PR #6460, opened 2020-05-23
Fix the handling of empty args strings, on Windows

mike-myers-tob:
Closes https://github.com/osquery/osquery/issues/6403

As seen in Windows' `startup_items`, if there's a startup item entry in the registry key which does not have an associated value, then an empty string is passed to a osquery helper function that tries to parse it into an `args` array. But it uses a Windows API that, if passed an empty string, fills in the command line args of the current osquery process, instead. This PR catches the empty string before that happens.

### DIFF
--- a/osquery/utils/system/windows/env.cpp
+++ b/osquery/utils/system/windows/env.cpp
@@ -126,7 +126,7 @@ boost::optional<std::vector<std::string>> splitArgs(const std::string& args) {
     return boost::none;
   }
 
-  // Note: passing an empty string to CommandLineToArgW() will cause it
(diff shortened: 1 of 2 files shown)


osquery/utils/system/windows/env.cpp
```diff
@@ -121,6 +121,13 @@ boost::optional<std::string> expandEnvString(const std::string& input) {
 boost::optional<std::vector<std::string>> splitArgs(const std::string& args) {
   int argc = 0;
 
+  // If the string is empty, there is nothing to split.
+  if (args == "") {
```
theopolis, line 125: nitpick, prefer `if (args.empty()) {`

## WHAT TO PRODUCE
Word for word, please print every line from the beginning of the records to the line bearing "(diff shortened: 1 of 2 files shown)", counting both ends and stopping there.

## WRITTEN RESPONSE
PR #6460, opened 2020-05-23
Fix the handling of empty args strings, on Windows

mike-myers-tob:
Closes https://github.com/osquery/osquery/issues/6403

As seen in Windows' `startup_items`, if there's a startup item entry in the registry key which does not have an associated value, then an empty string is passed to a osquery helper function that tries to parse it into an `args` array. But it uses a Windows API that, if passed an empty string, fills in the command line args of the current osquery process, instead. This PR catches the empty string before that happens.

### DIFF
--- a/osquery/utils/system/windows/env.cpp
+++ b/osquery/utils/system/windows/env.cpp
@@ -126,7 +126,7 @@ boost::optional<std::vector<std::string>> splitArgs(const std::string& args) {
     return boost::none;
   }
 
-  // Note: passing an empty string to CommandLineToArgW() will cause it
(diff shortened: 1 of 2 files shown)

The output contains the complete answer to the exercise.